BEGIN Dataset entries

PR #695, opened 2026-07-20
Clean up all stale top-level git-repos directories

opohorel:
The RHEL-* name filter left arbitrarily named LLM clones (curl-c9s, openssh-upstream, etc.) accumulating on the shared PV. Delete any top-level directory older than the retention window.

Assisted-by: Cursor Grok 4.5


opohorel:
closing in favor of #694

PR #696, opened 2026-07-21
Accept "Done" resolution as shipped in Z-stream clone check

opohorel:
The Y-stream CVE postponement gate only recognized "Done-Errata" as a shipped resolution, causing clones closed with resolution "Done" to be silently dropped — neither counted as shipped nor listed as pending. This left Y-stream issues permanently postponed even after their Z-stream clones had shipped.

Assisted-by: Claude Opus 4.6 (Cursor)


lbarcziova (approved):
LGTM

PR #698, opened 2026-07-21
Fix show-queue targets to display all queued issues

majamassarini:
The jq filter used `.metadata.issue` but downstream agents (rebase, backport, rebuild) populate `.metadata.jira_issue` instead. Tasks from triage used `.issue`, making the filter silently drop every post-triage queue entry.

Check both fields so all items are visible regardless of which agent enqueued them.

Assisted-by: Claude Opus 4.6 (1M context) <noreply@anthropic.com>


nforro (approved):
LGTM

opohorel (approved):

PR #699, opened 2026-07-22
Rework trace server web UI

nforro:
- Replaced server-side rendering with a static single page application
- Added real-time trace detail view with live polling for in-progress traces
- Added recent traces and traces per issue views with auto-refresh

END Dataset entries

### About this task
Please write the entries out again exactly as they stand.

### Task output
PR #695, opened 2026-07-20
Clean up all stale top-level git-repos directories

opohorel:
The RHEL-* name filter left arbitrarily named LLM clones (curl-c9s, openssh-upstream, etc.) accumulating on the shared PV. Delete any top-level directory older than the retention window.

Assisted-by: Cursor Grok 4.5


opohorel:
closing in favor of #694

PR #696, opened 2026-07-21
Accept "Done" resolution as shipped in Z-stream clone check

opohorel:
The Y-stream CVE postponement gate only recognized "Done-Errata" as a shipped resolution, causing clones closed with resolution "Done" to be silently dropped — neither counted as shipped nor listed as pending. This left Y-stream issues permanently postponed even after their Z-stream clones had shipped.

Assisted-by: Claude Opus 4.6 (Cursor)


lbarcziova (approved):
LGTM

PR #698, opened 2026-07-21
Fix show-queue targets to display all queued issues

majamassarini:
The jq filter used `.metadata.issue` but downstream agents (rebase, backport, rebuild) populate `.metadata.jira_issue` instead. Tasks from triage used `.issue`, making the filter silently drop every post-triage queue entry.

Check both fields so all items are visible regardless of which agent enqueued them.

Assisted-by: Claude Opus 4.6 (1M context) <noreply@anthropic.com>


nforro (approved):
LGTM

opohorel (approved):

PR #699, opened 2026-07-22
Rework trace server web UI

nforro:
- Replaced server-side rendering with a static single page application
- Added real-time trace detail view with live polling for in-progress traces
- Added recent traces and traces per issue views with auto-refresh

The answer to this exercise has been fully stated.